Daily American newspaper

The Ledger-Enquirer is a newspaper headquartered in downtown Columbus, Georgia, in the United States. It was founded in 1828 as the Columbus Enquirer by Mirabeau B. Lamar who later played a pivotal role in the founding of the Republic of Texas and served as its third President. The newspaper is a two-time recipient of the Pulitzer Prize for Public Service.

People and Machines Behind the Ledger Enquirer Newspapers

== History ==

=== Early History ===
The Enquirer was only the fourth newspaper founded in Georgia, as a weekly paper supporting states' rights and Governor George Troup. After Lamar's wife passed in 1830 he sold the paper and retired from Georgia politics. Subsequent editors supported Whig politicians. The paper switched to publishing daily in 1859. When Southern states discussed the possibility of secession from the Union, the Enquirer was one of the rare Southern papers to call for cooperation; but after secession became official, it decided to support the decision.
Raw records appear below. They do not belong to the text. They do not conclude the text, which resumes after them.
PR #7011, opened 2024-01-08
Format all staged go and yaml files

ferhoyos:
### Describe the change

Currently we format staged yaml files with `pretty-quick` library only to files inside `frontend/src` folder. I think we should apply it to all yaml files across Kiali application to maintain format consistency (for example I have noticed different yaml indentations in .github workflows).

### Steps to test the PR
1. Modify any go or yaml file with wrong format
2. Commit the change
3. Check that pre-commit hook format the file correctly


jshaughn (dismissed):
This is OK by me.  I'm also going to ask Mazz.

jmazzitelli (approved):
i'm not sure what this does. I edited a yaml file (`hack/istio/prometheus-ingress.yaml`) and added some bad yaml, then did a "git commit -am test" and I don't see it do anything.

I'll approve only because I don't see anything bad happening, but I also don't know what this does :)

ferhoyos:
> i'm not sure what this does. I edited a yaml file (`hack/istio/prometheus-ingress.yaml`) and added some bad yaml, then did a "git commit -am test" and I don't see it do anything.

No, this does not detect bad yaml, only format good yaml the same way (indentation, spaces, this kind of stuff). If you want to see this change in action, do a valid change to `.github/workflows/nightly.yml` and commit the change. The file will be formatted according to prettier rules (.e.g, array items have indent). In summary this change is just to be consistent wrt yaml format across Kiali application.

jmazzitelli (changes requested):
OK, now I see it doing things. And it does too much :)

The indentation for lists is now changed - an extra level is created, which goes against our de-facto standard in virtually all our yaml files. Everything I've written (and, for example, the entire Kiali operator is essentially just a large set of yaml files) has the array lists starting on the level of the parent, not an extra level... i.e.:

```yaml
lists:
- we indent
- like this
```

But this pretty-quick stuff now adds a new level so if I just change a single line in a yaml file, every list item will be shifted like this:
```yaml
lists:
  - we do not
  - indent like this
```

I like the way we do it - I hate that extra indentation level on yaml files personally. And since this is how almost all our yaml files are (at least all the yaml files I seem to come across in the kiali codebase), we should keep it that way.

For example of the major changes this thing does, I added a simple comment `# MAZZ` to this file, and it changed all the lists:

```diff
diff --git a/hack/istio/bookinfo-traffic/bookinfo-service-entry.yaml b/hack/istio/bookinfo-traffic/bookinfo-service-entry.yaml
index 09bedd4bd..341313d17 100644
--- a/hack/istio/bookinfo-traffic/bookinfo-service-entry.yaml
+++ b/hack/istio/bookinfo-traffic/bookinfo-service-entry.yaml
@@ -29,6 +29,7 @@
 # reviews and ratings services to see this new traffic going to the external service.
 #
 # last tested on Istio 1.10 (but could not get traffic to flow - all requests result in an error)
+# MAZZ
 ---
 apiVersion: networking.istio.io/v1beta1
 kind: ServiceEntry
@@ -36,17 +37,17 @@ metadata:
   name: external-service-foo-se
 spec:
   hosts:
-  - foo.bookinfo.ext # this is an arbitrary string; only used in VS
+    - foo.bookinfo.ext # this is an arbitrary string; only used in VS
   location: MESH_EXTERNAL
   ports:
-  - number: 9080
-    name: http-ext
-    protocol: HTTP
+    - number: 9080
+      name: http-ext
+      protocol: HTTP
   resolution: STATIC
   endpoints:
-  - address: 192.168.1.16
-    ports:
-      http-ext: 9080
+    - address: 192.168.1.16
+      ports:
+        http-ext: 9080
 ---
 apiVersion: networking.istio.io/v1beta1
 kind: VirtualService
@@ -54,16 +55,16 @@ metadata:
   name: external-service-foo-vs
 spec:
   hosts:
-  - ratings
+    - ratings
   http:
-  - route:
-    - destination:
-        host: ratings
-        subset: external-service-foo-dr-subset-v1
-      weight: 0
-        host: foo.bookinfo.ext
-      weight: 100
+    - route:
+        - destination:
+            host: ratings
+            subset: external-service-foo-dr-subset-v1
+          weight: 0
+        - destination:
+            host: foo.bookinfo.ext
+          weight: 100
 ---
 apiVersion: networking.istio.io/v1beta1
 kind: DestinationRule
@@ -72,6 +73,6 @@ metadata:
 spec:
   host: ratings
   subsets:
-  - name: external-service-foo-dr-subset-v1
-    labels:
-      version: v1
+    - name: external-service-foo-dr-subset-v1
+      labels:
+        version: v1
```

That's too much churn for such a basic thing like indentation.

We should change the pretty-quick configuration to keep the list indentation the way the files already are. I don't know what else this linter pretties up, so there may be other benefits for using this.

jmazzitelli:
note: I see all the github actions workflows use that extra indentation level. So it looks like we have a mix in here. I can say all the operator ansible scripts do NOT look like that, and we won't be changing those files. And it looks like alot of the hack yamls also have the same indentation as the operator yaml (but not all).

all I can say is, I use the single-level indentation. I won't be using the extra level indentation.

ferhoyos:
I don't usually work with yaml files so I don't have an opinion if it is better to have extra level indentation or not. My main concern here is to be consistent and use same indentation across Kiali application (as you have noticed there is a mix in here). I agree that if most of yaml files in Kiali are with single level indentation the plan should be to convert those ones with extra level indentation to single level.

Bad news is that prettier linter is very opinionated and it is not possible to modify yaml indentation (although there are lots of requests to include it - https://www.github.com/prettier/prettier/issues/12385).

I have tried to search an alternative for prettier but it seems de facto standard in npm world. The only alternative I see is to use pre-commit hook in the go part of the application and format yaml files from there (there is google yaml format in go which allows the non-indent format - https://www.github.com/google/yamlfmt).

The question is: do we have some pre-commit hooks to format/lint go files in the backend similar to the ones we have for typescript files in the frontend?

jshaughn:
I hate to do it, but I do agree with @jmazzitelli.   It is typical for k8s to not indent.  If you look at the Istio example yamls, they are also not indented.  I think the prettier folks are being "pretty" stubborn.  If we can't find tooling to standardize on the no-indent then we will have to leave this alone.

ferhoyos:
I have noticed that there was some pre-commit hook in hack folder to format go files (not used unless the developer executes `git-init` command, which is not documented on README). I have moved that bash code to already established pre-commit hook in frontend folder and added yaml formatter using https://www.github.com/google/yamlfmt. Unlike prettier, with this tool it is possible to configure the array indent, so I think it will work with our yaml standard requirements. 

After this PR, all staged backend (.go), frontend (.tsx and .scss) and yaml files will be formatted with precommit hook.
For go and yaml files there are 2 commit approaches:
1.  Following what it was defined in previous go pre-commit hook, if any file is bad formatted the format is done but the commit is not performed, having the developer to check and add manually format changes.
2. Following what we do with prettier, format changes are added and committed automatically along with developer's changes.

Not sure what is the best approach. For the moment I have followed option 1 to maintain as much as possible previous go pre-commit hook code, but I am open for feedback.

jshaughn (dismissed):
This seems to be ok, will need mazz to agree.  One thing was that my vscode IDE was still formatting using prettier.  But after some wrangling I was able to get it working better:
1. Install the yamlfmt vscode extension
2. Match the config by specifying the following in the settings.json:
```
  "[yaml]": {
    "editor.defaultFormatter": "bluebrown.yamlfmt"
  },
  "yamlfmt.args": [
    "-formatter=type=basic,retain_line_breaks=true,indentless_arrays=true,scan_folded_as_literal=true"
  ]
}
```
The first part may already be there from the extension, but the `yamlfmt.args` needs to be added.

jmazzitelli:
Just so I'm clear on how to test this, is this supposed to gofmt .go files as well as things like yaml files?

I ask because I only see some precommit things commited in the frontend/ folder.  So what if someone just does backend coding and only changes server side go code? Is this supposed PR supposed to kick in too? Or is this just to run a pre-commit script in frontend code?

In short, how is this PR to be tested?

ferhoyos:
> Or is this just to run a pre-commit script in frontend code?

No, the precommit hook applies to any commit and affect the whole code in the repository (there are no .go files in frontend folder). The `precommit.sh` script is stored in frontend folder because the precommit hook is installed through node `husky` library when the developer executes `yarn install` (or `make build-ui`). 

I know that it could be a bit counter intuitive (formatting .go files in frontend?). There is a `husky` library for go, but it is not as mature as node one. Besides, I prefer to have only one pre-commit hook. To avoid confusion maybe I can move `precommit.sh` to root folder, indicating that it is something that applies to whole repo.

In summary, execute `make build-ui`, modify any yaml or go file from anywhere (with wrong format) and commit that change to see the precommit hook in action.

jmazzitelli (approved):
OK, I just tried it. Formatted go and yaml fine. When it detects a file it needs to reformat, it will tell you and not finish the commit - you just have to go in and confirm the changes and do a git add when confirmed it all looks good.

ferhoyos:
Two last minute small changes:
- I have moved pre-commit.sh to previous folder `hack/hooks`. I think this path is more suitable since this pre-commit code affects whole repository, not only frontend folder

- To be consistent with `yaml` and `go` formatters, I have added some flags to pretty-quick to abort the commit if any frontend `.tsx` file is formatted. Then all formatters behave the same. If you think it is better the other option (adding formatted code to the commit automatically) please let me know.

jmazzitelli (dismissed):
ran quick check and it still works like my last review. LGTM

jmazzitelli:
Opps... somehow I EDITED a comment above when I meant to just add this comment:

"I like the abort. Gives me a chance to confirm the changes."

ferhoyos:
Sorry for last minute change, but modifying a cypress test I have noticed that formatter pre-commit hook do not include such files, only .ts and .tsx files from application. I have modified `pretty-quick` to format all `.ts`, `.tsx` and `.scss` from whole application (not only `frontend/src`)

jmazzitelli (approved):
lgtm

In 1874, the Columbus Enquirer merged with Columbus's first daily newspaper, the Daily Sun, to form the Columbus Enquirer-Sun. The paper was published under this name for many years before eventually reverting to the name Columbus Enquirer. The paper was purchased by R. W. Page in 1930. For many years the morning Columbus Enquirer and the afternoon Columbus Ledger, a paper founded in 1886, and also owned by R. W. Page, published a combined Sunday paper known as the Sunday Ledger-Enquirer.

=== 1926 Pulitzer Prize ===
The Columbus Enquirer-Sun was awarded the 1926 Pulitzer Prize for Public Service "for the service which it rendered in its brave and energetic fight against the Ku Klux Klan; against the enactment of a law barring the teaching of evolution; against dishonest and incompetent public officials and for justice to the Negro and against lynching." The prize was awarded to the paper's owners, Julia Collier Harris and Julian Harris–son of author Joel Chandler Harris.

=== 1955 Pulitzer Prize ===
The Columbus Ledger and Sunday Ledger-Enquirer were awarded the 1955 Pulitzer Prize for Public Service for their "complete news coverage and fearless editorial attack on widespread corruption in neighboring Phenix City, Alabama, which were effective in destroying a corrupt and racket-ridden city government. The newspaper exhibited an early awareness of the evils of lax law enforcement before the situation in Phenix City erupted into murder. It covered the whole unfolding story of the final prosecution of the wrong-doers with skill, perception, force and courage."

=== Recent History ===

Knight Newspapers acquired the publication company in 1973, and in 1988 the papers merged the daily edition as well, adopting the name Columbus Ledger-Enquirer. Knight Ridder was acquired by The McClatchy Company in 2006. Beginning Nov. 16, 2019, the Ledger-Enquirer began printing just six days a week, offering a Saturday newspaper in digital-only form. In June 2024, the newspaper announced it will reduce its print frequency to two days a week. In July 2026, McClatchy sold the Ledger-Enquirer and The Macon Telegraph to the National Trust for Local News.